» RAW DATA
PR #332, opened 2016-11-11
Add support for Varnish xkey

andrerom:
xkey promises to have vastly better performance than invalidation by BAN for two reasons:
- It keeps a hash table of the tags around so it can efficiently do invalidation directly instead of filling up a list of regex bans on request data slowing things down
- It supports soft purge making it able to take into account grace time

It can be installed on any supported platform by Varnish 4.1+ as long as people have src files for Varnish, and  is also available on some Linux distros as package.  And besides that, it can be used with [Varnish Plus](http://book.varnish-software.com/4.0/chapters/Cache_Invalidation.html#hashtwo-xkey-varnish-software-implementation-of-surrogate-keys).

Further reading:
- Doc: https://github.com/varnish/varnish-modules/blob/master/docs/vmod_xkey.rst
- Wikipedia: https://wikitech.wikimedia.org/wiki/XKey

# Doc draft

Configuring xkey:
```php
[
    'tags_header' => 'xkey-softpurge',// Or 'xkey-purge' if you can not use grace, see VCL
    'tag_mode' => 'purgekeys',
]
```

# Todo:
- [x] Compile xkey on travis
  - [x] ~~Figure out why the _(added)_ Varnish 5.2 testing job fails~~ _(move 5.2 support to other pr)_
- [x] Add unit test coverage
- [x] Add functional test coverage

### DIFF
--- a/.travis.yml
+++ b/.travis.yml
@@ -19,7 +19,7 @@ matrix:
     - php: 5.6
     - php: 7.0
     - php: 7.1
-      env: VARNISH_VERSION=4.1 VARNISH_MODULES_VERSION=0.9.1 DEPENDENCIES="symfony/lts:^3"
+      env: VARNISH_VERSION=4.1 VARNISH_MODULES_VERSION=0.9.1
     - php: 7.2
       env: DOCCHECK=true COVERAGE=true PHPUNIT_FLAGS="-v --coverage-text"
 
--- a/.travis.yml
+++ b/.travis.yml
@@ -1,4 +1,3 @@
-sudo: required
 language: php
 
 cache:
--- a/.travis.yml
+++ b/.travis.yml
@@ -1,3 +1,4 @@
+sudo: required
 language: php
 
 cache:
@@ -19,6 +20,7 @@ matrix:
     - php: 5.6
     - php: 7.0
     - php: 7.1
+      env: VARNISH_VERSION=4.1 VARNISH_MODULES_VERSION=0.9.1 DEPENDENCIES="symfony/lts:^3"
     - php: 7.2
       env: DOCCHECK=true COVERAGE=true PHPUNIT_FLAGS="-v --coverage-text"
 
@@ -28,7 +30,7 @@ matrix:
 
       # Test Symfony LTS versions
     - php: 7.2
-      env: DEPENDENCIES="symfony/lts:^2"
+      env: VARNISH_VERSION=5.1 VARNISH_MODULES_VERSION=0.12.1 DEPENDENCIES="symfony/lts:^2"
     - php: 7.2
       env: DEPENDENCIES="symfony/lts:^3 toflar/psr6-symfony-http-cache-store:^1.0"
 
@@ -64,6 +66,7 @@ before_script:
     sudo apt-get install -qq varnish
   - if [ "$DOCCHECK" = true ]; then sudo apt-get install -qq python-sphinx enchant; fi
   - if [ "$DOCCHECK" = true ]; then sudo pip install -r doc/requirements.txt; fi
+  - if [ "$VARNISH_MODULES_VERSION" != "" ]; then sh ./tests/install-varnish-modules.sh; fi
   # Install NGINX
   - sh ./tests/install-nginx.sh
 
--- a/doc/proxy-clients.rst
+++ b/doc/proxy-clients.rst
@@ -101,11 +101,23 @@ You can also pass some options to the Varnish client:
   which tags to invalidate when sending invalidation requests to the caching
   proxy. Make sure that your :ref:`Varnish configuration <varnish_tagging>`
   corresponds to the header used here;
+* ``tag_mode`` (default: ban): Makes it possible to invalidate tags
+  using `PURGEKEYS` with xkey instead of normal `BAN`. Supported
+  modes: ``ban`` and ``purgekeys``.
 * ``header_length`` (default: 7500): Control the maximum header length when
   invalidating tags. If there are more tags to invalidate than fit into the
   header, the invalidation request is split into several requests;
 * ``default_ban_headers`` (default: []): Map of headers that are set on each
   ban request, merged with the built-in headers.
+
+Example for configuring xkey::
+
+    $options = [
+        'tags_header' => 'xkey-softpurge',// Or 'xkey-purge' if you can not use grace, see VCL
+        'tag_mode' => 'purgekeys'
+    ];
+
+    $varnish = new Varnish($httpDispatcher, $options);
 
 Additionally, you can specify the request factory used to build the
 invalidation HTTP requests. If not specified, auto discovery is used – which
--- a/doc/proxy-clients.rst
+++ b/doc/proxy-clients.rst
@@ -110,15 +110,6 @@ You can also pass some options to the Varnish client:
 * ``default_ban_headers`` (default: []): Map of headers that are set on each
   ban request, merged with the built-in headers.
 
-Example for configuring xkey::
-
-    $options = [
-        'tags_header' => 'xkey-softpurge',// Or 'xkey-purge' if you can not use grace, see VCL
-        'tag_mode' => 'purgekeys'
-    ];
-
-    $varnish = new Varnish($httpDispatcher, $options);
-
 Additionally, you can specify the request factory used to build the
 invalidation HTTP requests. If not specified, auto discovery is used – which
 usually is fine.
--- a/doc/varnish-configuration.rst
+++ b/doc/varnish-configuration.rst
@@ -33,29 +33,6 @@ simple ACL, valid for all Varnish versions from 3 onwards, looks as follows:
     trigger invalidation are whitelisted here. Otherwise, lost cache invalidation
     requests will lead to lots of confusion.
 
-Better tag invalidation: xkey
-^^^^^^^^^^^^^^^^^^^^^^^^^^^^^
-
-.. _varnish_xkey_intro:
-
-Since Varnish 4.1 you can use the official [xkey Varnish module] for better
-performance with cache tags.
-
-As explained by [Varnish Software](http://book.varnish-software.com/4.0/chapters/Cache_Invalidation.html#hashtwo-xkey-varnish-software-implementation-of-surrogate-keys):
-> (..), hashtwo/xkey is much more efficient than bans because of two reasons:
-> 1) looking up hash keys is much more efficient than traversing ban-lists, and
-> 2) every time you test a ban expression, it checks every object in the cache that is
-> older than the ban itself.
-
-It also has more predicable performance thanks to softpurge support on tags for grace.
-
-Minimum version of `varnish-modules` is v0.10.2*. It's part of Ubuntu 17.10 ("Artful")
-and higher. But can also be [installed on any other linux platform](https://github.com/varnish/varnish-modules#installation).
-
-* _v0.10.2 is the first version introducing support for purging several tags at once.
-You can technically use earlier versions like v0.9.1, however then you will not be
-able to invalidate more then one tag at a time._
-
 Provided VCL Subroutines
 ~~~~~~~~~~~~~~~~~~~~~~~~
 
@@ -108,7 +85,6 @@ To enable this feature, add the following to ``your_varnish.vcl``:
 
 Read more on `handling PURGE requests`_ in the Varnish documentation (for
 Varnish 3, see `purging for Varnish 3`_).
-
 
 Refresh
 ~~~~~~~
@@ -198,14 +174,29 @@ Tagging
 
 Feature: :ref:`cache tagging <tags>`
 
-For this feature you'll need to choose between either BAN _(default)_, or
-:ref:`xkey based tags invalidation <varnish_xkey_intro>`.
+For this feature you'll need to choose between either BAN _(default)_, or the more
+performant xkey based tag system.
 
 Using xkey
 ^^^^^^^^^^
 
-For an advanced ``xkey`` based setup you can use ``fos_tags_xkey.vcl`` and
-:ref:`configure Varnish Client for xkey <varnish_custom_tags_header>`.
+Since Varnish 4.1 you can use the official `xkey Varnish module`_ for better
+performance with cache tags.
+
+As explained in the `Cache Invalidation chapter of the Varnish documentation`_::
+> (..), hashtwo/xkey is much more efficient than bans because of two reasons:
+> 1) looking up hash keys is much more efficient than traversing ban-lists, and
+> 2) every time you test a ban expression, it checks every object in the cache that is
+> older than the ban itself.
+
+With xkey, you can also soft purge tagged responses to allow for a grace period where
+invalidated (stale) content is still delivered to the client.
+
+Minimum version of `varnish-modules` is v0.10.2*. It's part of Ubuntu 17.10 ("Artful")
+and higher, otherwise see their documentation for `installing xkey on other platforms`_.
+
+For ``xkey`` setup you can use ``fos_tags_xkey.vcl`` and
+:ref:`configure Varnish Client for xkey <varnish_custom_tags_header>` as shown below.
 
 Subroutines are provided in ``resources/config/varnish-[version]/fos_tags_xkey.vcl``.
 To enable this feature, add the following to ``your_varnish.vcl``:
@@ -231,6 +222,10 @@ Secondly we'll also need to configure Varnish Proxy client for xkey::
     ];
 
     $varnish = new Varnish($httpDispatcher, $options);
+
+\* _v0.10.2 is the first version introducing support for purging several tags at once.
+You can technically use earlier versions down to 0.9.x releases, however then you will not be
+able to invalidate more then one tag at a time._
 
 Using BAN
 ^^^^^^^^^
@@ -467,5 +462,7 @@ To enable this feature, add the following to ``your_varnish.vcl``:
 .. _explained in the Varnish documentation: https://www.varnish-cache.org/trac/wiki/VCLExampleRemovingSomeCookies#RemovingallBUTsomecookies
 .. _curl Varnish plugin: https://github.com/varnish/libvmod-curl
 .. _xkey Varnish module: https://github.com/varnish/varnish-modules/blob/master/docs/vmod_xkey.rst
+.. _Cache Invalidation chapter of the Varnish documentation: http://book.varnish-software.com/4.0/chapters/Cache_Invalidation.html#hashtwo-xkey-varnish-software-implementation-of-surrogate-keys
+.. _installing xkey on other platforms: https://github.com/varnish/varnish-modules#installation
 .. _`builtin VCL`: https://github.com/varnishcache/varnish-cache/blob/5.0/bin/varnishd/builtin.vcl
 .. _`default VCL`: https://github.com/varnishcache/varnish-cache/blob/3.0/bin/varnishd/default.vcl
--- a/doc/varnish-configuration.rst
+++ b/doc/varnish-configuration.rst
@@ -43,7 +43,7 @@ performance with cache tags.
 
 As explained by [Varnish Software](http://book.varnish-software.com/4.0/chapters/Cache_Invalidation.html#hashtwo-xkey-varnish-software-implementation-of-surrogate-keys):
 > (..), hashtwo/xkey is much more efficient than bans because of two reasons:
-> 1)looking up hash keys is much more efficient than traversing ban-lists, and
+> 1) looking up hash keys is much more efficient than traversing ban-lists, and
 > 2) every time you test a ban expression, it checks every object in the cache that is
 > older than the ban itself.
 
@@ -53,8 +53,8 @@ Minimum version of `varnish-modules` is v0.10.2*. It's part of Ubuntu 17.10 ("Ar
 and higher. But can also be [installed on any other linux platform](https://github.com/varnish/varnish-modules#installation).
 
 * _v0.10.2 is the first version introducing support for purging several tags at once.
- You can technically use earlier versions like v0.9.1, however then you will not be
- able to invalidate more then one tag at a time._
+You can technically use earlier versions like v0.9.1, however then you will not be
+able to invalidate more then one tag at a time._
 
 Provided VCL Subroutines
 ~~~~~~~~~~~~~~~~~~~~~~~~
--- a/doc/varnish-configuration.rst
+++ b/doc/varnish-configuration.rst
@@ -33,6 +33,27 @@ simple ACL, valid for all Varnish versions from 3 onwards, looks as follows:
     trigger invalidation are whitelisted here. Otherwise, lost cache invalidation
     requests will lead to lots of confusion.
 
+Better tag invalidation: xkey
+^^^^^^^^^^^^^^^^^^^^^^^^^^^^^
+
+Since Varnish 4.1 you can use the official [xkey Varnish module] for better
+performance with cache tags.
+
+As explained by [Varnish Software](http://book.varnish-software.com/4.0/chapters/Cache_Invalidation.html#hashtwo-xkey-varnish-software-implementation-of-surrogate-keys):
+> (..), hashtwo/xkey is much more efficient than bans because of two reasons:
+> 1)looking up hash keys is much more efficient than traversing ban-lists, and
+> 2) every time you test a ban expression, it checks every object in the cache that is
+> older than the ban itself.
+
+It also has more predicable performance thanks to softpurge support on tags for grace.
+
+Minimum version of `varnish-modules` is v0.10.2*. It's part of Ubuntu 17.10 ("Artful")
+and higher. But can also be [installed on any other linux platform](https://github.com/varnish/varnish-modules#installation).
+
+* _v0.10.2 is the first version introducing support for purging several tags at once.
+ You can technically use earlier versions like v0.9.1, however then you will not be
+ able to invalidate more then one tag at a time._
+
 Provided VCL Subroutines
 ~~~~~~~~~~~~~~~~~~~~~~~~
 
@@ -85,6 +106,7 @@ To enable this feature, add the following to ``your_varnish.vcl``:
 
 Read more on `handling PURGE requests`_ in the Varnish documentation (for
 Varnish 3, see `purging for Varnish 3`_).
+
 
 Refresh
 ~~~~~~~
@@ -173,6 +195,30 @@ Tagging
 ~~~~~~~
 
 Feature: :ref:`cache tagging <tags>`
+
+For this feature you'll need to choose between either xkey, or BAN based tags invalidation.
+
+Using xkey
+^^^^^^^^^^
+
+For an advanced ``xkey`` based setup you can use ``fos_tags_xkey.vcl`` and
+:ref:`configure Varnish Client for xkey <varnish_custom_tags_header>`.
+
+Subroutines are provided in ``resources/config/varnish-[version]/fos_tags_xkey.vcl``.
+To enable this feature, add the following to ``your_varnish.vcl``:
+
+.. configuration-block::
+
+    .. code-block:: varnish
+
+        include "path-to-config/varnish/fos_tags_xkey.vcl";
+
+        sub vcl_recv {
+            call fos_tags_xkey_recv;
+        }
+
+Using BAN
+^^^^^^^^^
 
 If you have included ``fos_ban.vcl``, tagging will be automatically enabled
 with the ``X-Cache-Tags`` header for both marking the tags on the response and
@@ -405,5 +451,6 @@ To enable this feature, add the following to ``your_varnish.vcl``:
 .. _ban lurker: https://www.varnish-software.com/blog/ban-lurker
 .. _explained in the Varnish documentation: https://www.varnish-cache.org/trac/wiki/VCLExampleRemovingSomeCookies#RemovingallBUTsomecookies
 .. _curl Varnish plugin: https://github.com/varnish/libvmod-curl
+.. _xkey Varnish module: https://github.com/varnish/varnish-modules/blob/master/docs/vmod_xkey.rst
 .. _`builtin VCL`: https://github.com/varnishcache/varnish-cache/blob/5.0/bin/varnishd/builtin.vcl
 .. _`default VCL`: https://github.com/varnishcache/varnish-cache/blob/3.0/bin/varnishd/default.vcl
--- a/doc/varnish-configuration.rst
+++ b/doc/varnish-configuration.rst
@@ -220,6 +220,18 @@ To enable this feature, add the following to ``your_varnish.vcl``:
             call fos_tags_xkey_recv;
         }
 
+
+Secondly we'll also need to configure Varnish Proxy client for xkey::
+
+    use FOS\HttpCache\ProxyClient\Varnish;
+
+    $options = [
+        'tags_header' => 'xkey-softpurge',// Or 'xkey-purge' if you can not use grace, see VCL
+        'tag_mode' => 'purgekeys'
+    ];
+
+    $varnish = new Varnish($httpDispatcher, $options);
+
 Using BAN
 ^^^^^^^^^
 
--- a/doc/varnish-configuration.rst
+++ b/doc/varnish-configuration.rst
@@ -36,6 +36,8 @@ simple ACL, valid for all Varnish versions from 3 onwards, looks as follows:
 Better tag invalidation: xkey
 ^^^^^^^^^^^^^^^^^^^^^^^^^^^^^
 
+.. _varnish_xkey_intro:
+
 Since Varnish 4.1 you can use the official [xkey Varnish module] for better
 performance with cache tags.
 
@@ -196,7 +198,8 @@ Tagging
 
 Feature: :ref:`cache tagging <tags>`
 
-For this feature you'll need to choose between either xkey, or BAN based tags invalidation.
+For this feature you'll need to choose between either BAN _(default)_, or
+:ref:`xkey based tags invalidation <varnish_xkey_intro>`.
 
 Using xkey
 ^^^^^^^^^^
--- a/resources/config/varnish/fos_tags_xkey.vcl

» EXERCISE BRIEF
Once you find the line containing "- It keeps a", stop: reproduce exactly that line and every line of the data before it, and nothing else.

» RESPONSE TO THIS EXERCISE
PR #332, opened 2016-11-11
Add support for Varnish xkey

andrerom:
xkey promises to have vastly better performance than invalidation by BAN for two reasons:
- It keeps a hash table of the tags around so it can efficiently do invalidation directly instead of filling up a list of regex bans on request data slowing things down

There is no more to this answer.